One serious post, coming up.
I know I’m always Little Miss Sunshine, and I really am. I’m usually bubbly-happy and always joking around but these past few weeks though, I feel lost, stressed and pissed. With things at home and at work, I don’t really know where I should be. I don’t feel like I belong anywhere. At all.
I’m really hating my workplace. The environment is not good for me anymore. I hate all the unnecessary rules and I especially hate the vice principal. She really, really gets on my nerves! The thing about her is that she always, always changes things around without notice. Like she’d suddenly decide to change the class schedules in the middle of the day. Or she’d be laughing at you, in front of your class and the other faculty, because stories about yellow umbrellas is gay. Or she’d be insisting that we use the curriculum that she knows when it’s NOT the school’s current curriculum. Or she’d be telling the other team to do something that she already asked our team to do, making everyone confused. Or she’d be telling our boss that we supposedly told some company secret to the school driver when we never even heard any of those information before. And the way she orders people around! Even asking me to buy her personal stuff at the convenience store. OMG~~ If I don’t get out of here soon, I really think I’m liable to kill her. She’s so unprofessional! My feelings about her is affecting my everything else. Seriously. These days, I end up eating dinner by myself ‘cause when I eat with the family, I end up snapping at them for no reason at all. I don’t even talk much with everyone at home these days ‘cause I find that little stuff easily irritates me. I know I’ve always been a bit irritable, but my irritability levels these days are simply WAAAAAAY out there. Gawd~~ This is so not me!

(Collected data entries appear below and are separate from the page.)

PR #15552, opened 2024-01-26
Improve event email for reportable

ncounter:
In case the `reportable` got already deleted, in the email for `Appeal|Cleared Decision|Favored Decision` event two issues occurres:
- the subject of the email does not contain the `reportable type` due to the lack of the reported object
- the link to the reported object is not available (#15551) but there is no clue about the fact the reported object is gone

This PR addresses those two points from above:
- fetch the `reportable type` from the event `payload_key` value instead
- add a simple text message in the email body about the missing reported object

### DIFF
--- a/src/api/spec/mailers/event_mailer_spec.rb
+++ b/src/api/spec/mailers/event_mailer_spec.rb
@@ -585,5 +585,50 @@ RSpec.describe EventMailer, :vcr do
         expect(mail.body.encoded).to include("<a href=\"https://build.example.com/project/show/#{project}#comments-list\">#{project}</a>")
       end
     end
+
+    context 'for an event of type Event::AppealCreated of a no longer existing reportable object' do
+      let(:moderator) { create(:admin_user) }
+      let(:offender) { create(:confirmed_user, login: 'offender') } # user who wrote the offensive comment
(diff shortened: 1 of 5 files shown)


src/api/spec/mailers/event_mailer_spec.rb
```diff
@@ -585,5 +585,50 @@
...
+      end
+
+      it 'contains the correct text' do
+        expect(mail.body.encoded).to include("'#{appellant}' decided to appeal to the decision '#{decision.reason}'. This is the reason:")
+        expect(mail.body.encoded).to include('I strongly disagree!')
+      end
+
+      it 'renders link to the page of the comment' do
+        expect(mail.body.encoded).to include("The reported #{decision.reports.first.reportable&.class&.name&.downcase} does not exist anymore.")
+      end
```
eduardoj, line 631: I would change the `it` description, given that a link is not rendered.

ncounter: ups, good catch, thanks :+1:

ncounter: done

eduardoj (approved):

PR #15553, opened 2024-01-26
Extract a CommentBubbleComponent

danidoni:


src/api/app/components/comment_bubble_component.html.haml
```diff
@@ -0,0 +1,63 @@
...
+                        class: 'dropdown-item', remote: true, form_class: 'moderate-form', params: { moderation_state: !comment.moderated? })
+        - if policy(comment).destroy?
+          = link_to('#', data: { 'bs-toggle': 'modal',
+                                'bs-target': '#delete-comment-modal',
+                                confirmation_text: 'Please confirm deletion of comment',
+                                action: comment_path(comment) },
+                        class: 'dropdown-item delete_link', title: 'Delete comment') do
+            Delete
+  .px-3.py-2.border-bottom
+    - unless hideusername
```
danidoni, line 23: I think this can be solved in a more elegant manner with [template variants](https://viewcomponent.org/guide/templates.html#templates)

danidoni:
This is not the way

Working for a foreigner is really tough, too. There’s the question of getting along and then there’s the difference between work ethics. To be fair, they’re mostly quite nice to me, but some of their rules are really impossible to follow. Like not being allowed to use the hand dryer inside the toilet ‘cause it’s supposedly for guests only. The hell, right? And not being allowed to adjust the air con by yourself. And no being allowed to go outside for your entire lunch break. I feel like I need to even ask permission to just breathe! It’s so unnecessarily strict! I hate it!
An on top of everything else, there’s classes at the university. I really, really love my classes and if it weren’t for these stupid stuff at work, I know I’d be putting in more effort. I hate the way I’m being so messy and disorganized with school stuff. I end up passing mediocre work and most of the time, too, I’m more than an hour late for my classes.
I feel like I’m so out of control with everything right now.
I think if it weren’t for my fandoms, I would have probably really, really snapped. It’s times like these when I’m really glad that I’m a bit childish. Easily forgetting work stuff as long as I’m listening or watching something JE-related. Or, more specifically, something Pi and Jin related. (Yay for that?!)
Such perfect timing, too. Right when I discovered that I really love what I’m doing right now. Working with children is so much fun! That’s basically the only thing that keeps me from quitting right now. If it weren’t for my kawaii students, I think I wouldn’t think twice about leaving this place. –sigh- I just need to hang on till the term finishes. I don’t want to leave them hanging! But I am looking for new places now. I actually have a couple of interviews lined up. I’m hoping everything goes well so that by the next term I could be at a new place. I need to change my work place. Badly. I’m not sure if Jin and Pi are enough to keep me here for another year. So, good luck to me! I hate being this dark and gloomy.